# ASUS P5Q-E (Need stable EASY overclock)



## Vincy Boy (Nov 6, 2008)

If you check my system specs one should conclude that I should have an easy time of overclocking. I only want a 1600MHz FSB. Now is that too much to ask? I think not.
Anyways I can set the FSB to 400 and the thing boots but I am seemingly have problems with the USB devices. My Logitecg wireless keyboard and mouse combo freezes. I am swamped with work at college and have little time to learn what all that stuff in the BIOS settings are. Can some expert please give me some pointers. What voltages do I need to increase particulary? Thanks for the info.

Vincy Boy


----------



## spearman914 (Nov 6, 2008)

Increase FSB voltage by 0.005 and Vcore to until it is stable but keep an eye on temps , no higher then 70C and ram divider to 1:1 or 4:5 or 4:6 (4:6 for 1066 MHz RAM)


----------



## mlee49 (Nov 6, 2008)

What voltage do you run?  I'm at 1.4Vcore with 433*8 for 3.4Ghz(1600FSB) on my e8200.  I've set the FSB strap to 400 MHz and run it at a dropped rate.  Some peeps say to set the FSB strap to 333 for a 1:1 ratio, but I cant replicate this.
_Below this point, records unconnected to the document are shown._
PR #1387, opened 2026-08-17
Add springbrand-lab/dsh-plugin-market

La-fe:
Adds [springbrand-lab/dsh-plugin-market](https://github.com/springbrand-lab/dsh-plugin-market) under **Plugin Markets**.

### Why this isn't a duplicate

The category is crowded, so the distinguishing part is stated up front rather than buried. Existing entries install into the profile DSH is currently running. This one enumerates every profile — `web`, `headless`, the launched profile, and each directory under the DSH home — and installs into one that isn't running, with explicit activation timing: the current profile restarts automatically, others apply on their next launch. `Jesse-njx/dsh-plugin-manager` also works per profile, but as a CLI (`dsh pm`) rather than a Settings page.

Two smaller differences: it also runs inside SpringBrand Desktop (delegating package operations to that host's service instead of spawning `dsh plugin`), and the Installed view reads each profile's own `package.json`, so it lists plugins installed outside the catalog too.

If a maintainer still reads this as covered by an existing entry, that's a fair call — I'd rather it be judged on that than on the description.

### Description claims → code

| Claim | Where |
| --- | --- |
| Targets any local profile | `src/profile.ts` `listProfiles`, covered by `tests/profile.spec.ts` |
| Install / update / remove | `src/command.ts` `PluginAction` |
| Install-script warnings | `src/client/Marketplace.tsx` (`runsInstallScripts` badge) |
| Installed view covers non-catalog deps | `src/client/Marketplace.tsx` `installedOnlyRows` |
| Automatic restart on the current profile | `src/index.ts` (`restartRequired`), `src/restart.ts` |

The plugin does **not** hot-mount; the README says so directly, and the description claims a restart rather than hiding it.

### Checklist

- [x] `dsh.bundle` in root `package.json`
- [x] `dsh-plugin` topic added
- [x] Published to npm as `@springbrand/dsh-plugin-marketplace`, so installs are prebuilt and skip `allowBuilds`
- [x] Peer range accepts prerelease cordis (`>=4.0.1-rc.1 <5.0.0-0`), per the note in contributing.md
- [x] READMEs regenerated (+1 line per locale, no other diff)
- [x] `generate-readme.mjs --check`, `build-site.mjs`, `awesome-lint` pass locally


fkysly:
Merged. Checked the one thing that decides whether a `market` entry belongs here at all: it is a real installable plugin, not a directory website. `dsh.bundle` is declared, `src/manager.ts`, `src/command.ts`, `src/profile.ts` carry the logic, tests are present, and it drives `dsh plugin` commands across profiles. We turn down catalogue sites — a plugin that manages plugins is a different thing, and this is that.

---

已合并。对 `market` 分类的条目,决定它是否该被收录的关键只有一条:它是不是真正可安装的插件,而不是一个目录站。这个是——声明了 `dsh.bundle`,逻辑在 `src/manager.ts`、`src/command.ts`、`src/profile.ts`,带测试,实际驱动跨 profile 的 `dsh plugin` 命令。我们会拒绝目录站,但「管理插件的插件」是另一回事,而这正是后者。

You should be able to run 3.8GHz easy with a minimal Vcore bump.  Whats your ram's voltage @?


----------



## Urbklr (Nov 6, 2008)

Hmmm, thats odd. Mine will do 400MHz at stock voltage. Try bumping the FSB Term and NB voltages a bit.


----------



## spearman914 (Nov 6, 2008)

The thing about the freezing mouse and keyboard it may be a bad usb port. Plug it in another port and reinstall the drivers for it.


----------



## Vincy Boy (Nov 6, 2008)

further info: I got some abominable action going on with my ram, I added 2 1 gig sticks of supertalent PC6400 ram (I know some kind of sick bestiality there) so I am limited by those but I want the 4 gigs. That's why I am not pushing for more than 1600MHz. Wanna keep that ratio 1:1.


----------



## Urbklr (Nov 6, 2008)

Wait, are you trying to run your RAM at 1600MHz or 1:1 ratio?


----------



## Vincy Boy (Nov 6, 2008)

spearman914  	The thing about the freezing mouse and keyboard it may be a bad usb port. Plug it in another port and reinstall the drivers for it. 
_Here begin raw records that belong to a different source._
PR #1415, opened 2026-08-17
Add dsh-memory-porter (memory)

Shiye-10Pages:
Adds `Shiye-10Pages/dsh-memory-porter` under **memory**.

Brings existing Claude / ChatGPT history into DSH — the gap left by plugins that remember from today onward. Three paths: the `memories.json` inside a Claude export (already distilled, so zero tokens and instant), local Claude Code transcripts with no export needed, and conversations distilled through the model the user already configured in DSH, so no extra API key.

The part I'd point at: every memory must carry verbatim evidence, and that evidence is **checked against the source text by code** rather than taken on the model's word. In a real run over a 7-conversation export, 6 of 25 candidates were rejected for not matching. Evidence found only in the assistant's turns is routed to review instead of stored, since that is a restatement rather than the user's own words.

Checklist:

- [x] `data/plugins/Shiye-10Pages__dsh-memory-porter.yml` added (one file, no conflicts)
- [x] Both READMEs regenerated with `node scripts/generate-readme.mjs`
- [x] `dsh.bundle` declared in `package.json`
- [x] Repo older than 1 day, 18 commits
- [x] `dsh-plugin` topic present
- [x] Published on npm as `dsh-memory-porter`, MIT, zero runtime dependencies


fkysly:
Merged. For anything called a "memory porter" the question is where the data goes, so I traced the whole path: the connectors are local-only (a Claude export zip, or `~/.claude/projects/*.jsonl` transcripts read in place), distillation goes through the host's own configured model via `ctx.llm.stream()` rather than a separate service and key, and storage is append-only JSONL under `~/.dsh/memory-porter/`. Nothing leaves the machine.

The four-gate fidelity system in `gate.ts` — provenance, dedup, contradiction, human review — matches the "verbatim evidence checked against source" claim rather than gesturing at it.

---

已合并。凡是叫「memory porter」的东西,关键问题都是数据流向哪里,所以我把整条链路追了一遍:连接器全部本地(Claude 导出的 zip,或就地读取 `~/.claude/projects/*.jsonl` 记录),蒸馏通过宿主已配置的模型经 `ctx.llm.stream()` 进行,而不是另接服务与密钥,存储是 `~/.dsh/memory-porter/` 下的追加式 JSONL。没有任何内容离开本机。

`gate.ts` 里的四道保真闸——来源、去重、矛盾、人工复核——是对「逐字证据与原文核对」这一说法的实现,而不是泛泛而谈。

PR #1433, opened 2026-08-17
Add dsh-preview and dsh-pilot

Viger1:
Two companion browser plugins for frontend work with a dsh agent.

**[dsh-preview](https://github.com/Viger1/dsh-preview)** — the agent verifies what it built: open a page (local files are served automatically), read the rendered DOM and computed styles, check the console and failed requests, exercise the UI, screenshot for the human. Machine verification is deterministic rather than visual, so a text-only model can assert layout facts. Ships a `frontend-verify` skill.

**[dsh-pilot](https://github.com/Viger1/dsh-pilot)** — the agent operates any page: `pilot_snapshot` returns the page as an accessibility tree whose refs are engine-bound (shadow DOM and same-origin iframes included), so actions cannot be misdirected by snapshot ordering. The origin policy follows the dsh session's own approval stance — a `danger-full-access` session is not re-gated, an `ask` session gets a standard approval card — and the decision is enforced by request interception, so redirects and link-outs cannot drift past the entry gate.

Both are MIT, published to npm (prebuilt, so no `allowBuilds` step), bilingual READMEs, tests and CI.

Checklist per contributing.md:
- One file per plugin under `data/plugins/`, named `Viger1__<repo>.yml`
- `category: tools` (matching the other browser-automation entries)
- Descriptions state what the plugins do, no superlatives; the one containing `: ` is quoted
- Both repos declare `dsh.bundle` in package.json with a `cordis.patch.yml` beside it
- Both carry the `dsh-plugin` topic
- Both are older than a day with well over ten commits
- READMEs regenerated with `node scripts/generate-readme.mjs` and committed


fkysly:
Merged, both. Two separate repositories with their own dependencies and source trees, sharing only family branding — not one plugin split in two.

`dsh-pilot` was the one worth reading closely, since "pilot" could plausibly mean it drives the agent itself. It does not: the tools are `pilot_navigate`, `pilot_snapshot`, `pilot_act`, `pilot_wait`, `pilot_screenshot` and `pilot_close`, and it controls a Playwright browser only, never the session's own control flow.

Two design choices worth naming. It reads the DSH session's existing approval policy rather than inventing a second permission system of its own — a browser driver that ships its own notion of "allowed" is a permission model users have to learn twice and will get wrong once. And it refuses to type into password fields unless `allowPasswordFields: true` is set explicitly. Neither is required of you; both are the right call.

---

已合并，两个条目。这是两个独立仓库，各有自己的依赖与源码树，共用的只是同一套产品命名——不是一个插件拆成两个。

`dsh-pilot` 值得细读，因为「pilot」听起来像是它会驱动 agent 本身。它不会：工具是 `pilot_navigate`、`pilot_snapshot`、`pilot_act`、`pilot_wait`、`pilot_screenshot` 与 `pilot_close`，只控制 Playwright 浏览器，不介入会话自身的控制流。

有两处设计值得点名。它复用 DSH 会话既有的审批策略，而不是自造第二套权限系统——一个自带「什么算被允许」定义的浏览器驱动，等于让用户学两遍权限模型，而且必然会有一次搞错。另外，除非显式设置 `allowPasswordFields: true`，否则它拒绝向密码框输入。这两点都不是硬性要求，但都做对了。

PR #1450, opened 2026-08-17
Add jilian-dsh/dsh-rules-manager (rules manager for dsh)

jilian-dsh:
Adds jilian-dsh/dsh-rules-manager to the plugin list.

- dsh.bundle manifest: yes (patch: ./cordis.patch.yml)
- Repo age: since 2026-08-14, 27 commits
- npm: dsh-rules-manager@1.4.5 published
- Topics: dsh-plugin
- Category: dev

One YAML file per plugin as required; READMEs regenerated via scripts/generate-readme.mjs.

PR #1458, opened 2026-08-17
Add jilian-dsh/dsh-rule-engine (rules execution engine)

jilian-dsh:
Adds jilian-dsh/dsh-rule-engine to the plugin list.

- dsh.bundle manifest: yes (patch: ./cordis.patch.yml)
- Repo age: since 2026-08-15, 22 commits
- npm: dsh-rule-engine@0.3.0 published
- Topics: dsh-plugin
- Category: dev

One YAML file per plugin as required; READMEs regenerated via scripts/generate-readme.mjs.


jilian-dsh:
Hi maintainers — this PR's CI doesn't seem to have triggered either (no check runs, status pending). Could you approve/trigger the workflow run when you get a chance? The plugin is published on npm (dsh-rule-engine@0.3.0) and a GitHub Release (v0.3.0 with .tgz asset) is attached. Thanks!

fkysly:
Merged, with a category change pushed to your branch — no action needed.

**Category `dev` → `security`.** I checked this in source rather than going by the name: `lib/index.js:595` calls `ctx.tools.guard()` and returns `kind: "deny"`. That makes it a permission guard — it decides whether a tool call happens at all — and on this list that is `security`, which is where the approval gates and permission rules live. `dev` is for plugin-development tooling and runtime internals.

Your sibling PR #1450 stays in `dev`, correctly: it has no `ctx.tools.guard` and only reads and writes `AGENTS.md`. The two really are separate codebases with their own bundles, which is the other thing I check when two plugins arrive from one author at once.

The free-zone parsing and the post-write rollback in `version-guard.js` are both real, and there is a test suite behind them.

---

已合并,并已推送一处分类改动到你的分支,你无需操作。

**分类 `dev` → `security`。** 这一条我是查源码而非看名字:`lib/index.js:595` 调用 `ctx.tools.guard()` 并返回 `kind: "deny"`。这使它成为权限守卫——它决定一次工具调用是否发生——而在本列表中这属于 `security`,审批门与权限规则都在那里。`dev` 是给插件开发工具与运行时内部机制用的。

你的另一个 PR #1450 保留在 `dev`,这是对的:它没有 `ctx.tools.guard`,只读写 `AGENTS.md`。两者确实是各自独立的代码库、各有自己的 bundle——这是同一作者一次提交两个插件时我会检查的另一件事。

自由区解析与 `version-guard.js` 中的写后回滚都是真实实现,背后也有测试。

jilian-dsh:
@fkysly Thank you for the review, the merge, and the category fix pushed to our branch — much appreciated. We agree with `security`: the engine does call ctx.tools.guard() and can deny tool calls, so it acts as a permission gate. Happy to adjust anything else if needed. Thanks again!

@fkysly 感谢审核、合并以及推送到我们分支的分类修正——帮了大忙。我们认同归 security：引擎确实调用 ctx.tools.guard() 并能拒绝工具调用，是权限门。如需其他调整请随时告知。再次感谢！

PR #1495, opened 2026-08-17
Add MichengAI/dsh-automation

MichengAI:
Adds [MichengAI/dsh-automation](https://github.com/MichengAI/dsh-automation) under Workflow & Automation.

Eligibility: dsh.bundle, cordis.patch.yml, 1+ day, 18+ commits, dsh-plugin topic, official packages as peerDependencies.

Validation: node scripts/generate-readme.mjs


fkysly:
Reviewed and queued. The safety design is the part worth naming: scheduled runs default to read-only, `workspace-write` is an explicit opt-in, unattended `danger-full-access` is not offered at all, and approval is fail-closed. A scheduler that runs the agent unattended is exactly where a permissive default does real damage, and yours is closed by default and documented as such.

Real test suite too — one spec file per source module.

---

已审完，排队合并。安全设计是最值得点名的部分：定时任务默认只读，`workspace-write` 需显式开启，无人值守的 `danger-full-access` 根本没有提供，审批为 fail-closed。一个让 agent 在无人看管时运行的调度器，正是宽松默认值会造成实际损害的地方，而你这里默认是关闭的，并且写进了文档。

测试也是真的——每个源码模块对应一个 spec 文件。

well then all the USB ports are bad then. That cannot be it cause I have had the same problem with different OS installs and different USB ports. Maybe I got a "bad" board perhaps. As is said when overclocking your "mileage may vary". I do think/hope that some more voltz is what I need.


----------



## Vincy Boy (Nov 6, 2008)

Urbklr said:


> Wait, are you trying to run your RAM at 1600MHz or 1:1 ratio?



1:1

1600MHZ FSB and 800MHz DDR2. That is 1:1, right? (FSB 400MHz quad-pumped, Memory speed 400MHz x2)


----------



## spearman914 (Nov 6, 2008)

Vincy Boy said:


> spearman914  	The thing about the freezing mouse and keyboard it may be a bad usb port. Plug it in another port and reinstall the drivers for it.
> 
> well then all the USB ports are bad then. That cannot be it cause I have had the same problem with different OS installs and different USB ports. Maybe I got a "bad" board perhaps. As is said when overclocking your "mileage may vary". I do think/hope that some more voltz is what I need.
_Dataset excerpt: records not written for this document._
PR #1508, opened 2026-08-17
Add opencues/opencues#integrations-dsh

wkasekende:
Adds OpenCues for DeepSeek Harness.

**What it does:** word alternatives and underscore-gated fill-ins in the composer. You end a line with `_` and it gets filled; misspellings are flagged as you type. It needs no API key of its own, because it routes through `ctx.llm` — the model dsh is already configured with.

**Install:** `dsh plugin --profile web add @opencues/dsh`

Published to npm with the browser bundle prebuilt, so installs skip the `allowBuilds` build-approval step.

Against the stated requirements:

- **`dsh.bundle` declared** — the manifest declares `bundle` (the `cordis.patch.yml` layer) *and* `client`, not `client` alone.
- **Monorepo subpackage** — `url` points at the subdirectory, `name` is `owner/repo#subname`, filename is `opencues__opencues--integrations-dsh.yml`, per contributing.md.
- **Age / activity** — the repo is long-standing and actively maintained; the dsh integration itself merged today.
- **Real working code** — verified end to end against the *published* package on a clean machine state: fresh `HOME`, no `.cues` config, and every OpenCues provider key removed from the environment. `dsh plugin --profile web add @opencues/dsh` installs in seconds with no build prompt, and `the capital of iceland is _` fills to `Reykjavik` on DeepSeek's own model.
- **`zh` omitted** — happy to add a translation if you would rather I did, rather than leave it to a maintainer.

READMEs regenerated with `npm ci && node scripts/generate-readme.mjs` (1248 entries); the only diff is the one added line in each.

### DIFF
--- a/README.md
+++ b/README.md
@@ -165,6 +165,7 @@ A listing isn't permanent either: entries whose repos go away, stop being mainta
 - [omdsh-dev/ex-setting](https://github.com/omdsh-dev/ex-setting) - Settings extensions for DSH.
 - [omdsh-dev/web-components](https://github.com/omdsh-dev/web-components) - Web Components support.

If it occurs in every system then somehow the OC interfered with the mouse and keyboard and made it bad. Weird... 


Urbklr said:


> Wait, are you trying to run your RAM at 1600MHz or 1:1 ratio?



1.6 GHz is nearly impossible for DDR2. He said he's gonna run 1:1


----------



## Urbklr (Nov 6, 2008)

Vincy Boy said:


> 1:1



Okay...Thought for a second you wanted to run your RAM at 1600MHz


----------



## Vincy Boy (Nov 6, 2008)

mlee49 said:


> What voltage do you run?  I'm at 1.4Vcore with 433*8 for 3.4Ghz(1600FSB) on my e8200.  I've set the FSB strap to 400 MHz and run it at a dropped rate.  Some peeps say to set the FSB strap to 333 for a 1:1 ratio, but I cant replicate this.
> 
> You should be able to run 3.8GHz easy with a minimal Vcore bump.  Whats your ram's voltage @?



I had everything at auto but for the  400 FSB setting. I thought that would be all that I would need. Also I know this CPU can run at more than 4GHz cause I did that with the 1066 ram alone. Just need to find stability.


----------



## spearman914 (Nov 6, 2008)

Vincy Boy said:


> I had everything at auto but for the  400 FSB setting. I thought that would be all that I would need. Also I know this CPU can run at more than 4GHz cause I did that with the 1066 ram alone. Just need to find stability.



What  are ur timings? ex: 5-5-5-15


----------



## mlee49 (Nov 7, 2008)

Vincy Boy said:


> I had everything at auto but for the  400 FSB setting. I thought that would be all that I would need. Also I know this CPU can run at more than 4GHz cause I did that with the 1066 ram alone. Just need to find stability.



Stability should be 3.6~3.8 for you set up.  I'm pretty sure your ram can handle it, so what stability program are you using to test your overclock?  I've never heard of an overclock killing a USB port


----------



## Vincy Boy (Nov 7, 2008)

spearman914 said:


> What  are ur timings? ex: 5-5-5-15



Timings AUTO.


----------



## erocker (Nov 7, 2008)

Since you are running two different kinds of ram (bad idea when OCing), set the timings to 5 5-5-18.  Find out what your mobo settings are supposed to be at stock and set them there.  Do not overclock with AUTO settings.


----------



## Vincy Boy (Nov 7, 2008)

OK. I am running at 3600MHz with some settings I found at xtreme forums http://forums.extremeoverclocking.com/t299228.html. I tried 450x9 and got it to boot with the two types of ram.... to a point. It crashes before getting to the logon screen. CPU voltage was at 1.4 in bios. I wonder if I can get it stable at 450x9 cause it seems like it's not too far off. Ok getting greedy now


----------